Goroke (/ɡəˈroʊk/ gə-ROHK) is a town in the Wimmera region of Victoria. The town is located in the Shire of West Wimmera local government area, 370 km north west of the state capital, Melbourne. At the 2016 census, Goroke recorded a population of 299.

==History==
Named after the Aboriginal term for the Australian magpie, the town was established in 1882 as a supply centre for local selectors and by 1884 had a population of 50. Goroke Post Office opened on 1 July 1884.

Three years later, facilities in Goroke included a flour mill, two stores, a school, a mechanics' hall, a hotel and a blacksmith's. Originally connected to Kaniva and Nhill by a track through the Little Desert, in 1894, the railway reached Goroke from Natimuk until it closed in 1986.

==Description==
The town is based around primary production, including wool growing, fat lamb and mutton production, beef cattle, cropping, forestry, wine grape production and yabby cultivation. Education is provided by a P-12 college. The local newspaper, the Goroke Free Press is published weekly. Nearby Lake Charlegrark is the venue for an annual country music festival, held on the third weekend in February.

== Education ==
The Goroke School was first opened on 28 September 1885 with only 10 boys and 10 girls; Henry H. Pearson being in charge of the 20 students. The school is now known as Goroke P-12 College with an enrolment of 78 students from prep through to year 12.

== Sports ==
The Goroke bowling club was formed in 1952 and the clubhouse was built in 1953.

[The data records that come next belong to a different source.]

PR #3475, opened 2020-07-02
Explain WriteStream.write internal queue and Handler/Future

julianladisch:
The javadoc of write(T, Handler) is unclear whether the Handler
is called after putting T into the internal queue or after
the actual write of T.

Solution:

Copy the javadoc of write(T) to write(T, Handler) to make it clear.

Also mention it in the Future `@return` and Handler `@param` javadoc.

In football, one of the earliest games recorded was between Natimuk and Goroke, played at Spring Hill on 13 February 1890. Goroke has played in various leagues over the years; it merged with Border Districts in 1999 to play in the Kowree-Naracoorte-Tatiara Football League.

Goroke has had many tennis teams over the years hosting its own league. The tennis club now has a senior and a junior team which play in the Kowree Tennis Association.

The Goroke Gun Club conducts several shoots each year. The main events are the Goroke show day shoot and the pre-Christmas one.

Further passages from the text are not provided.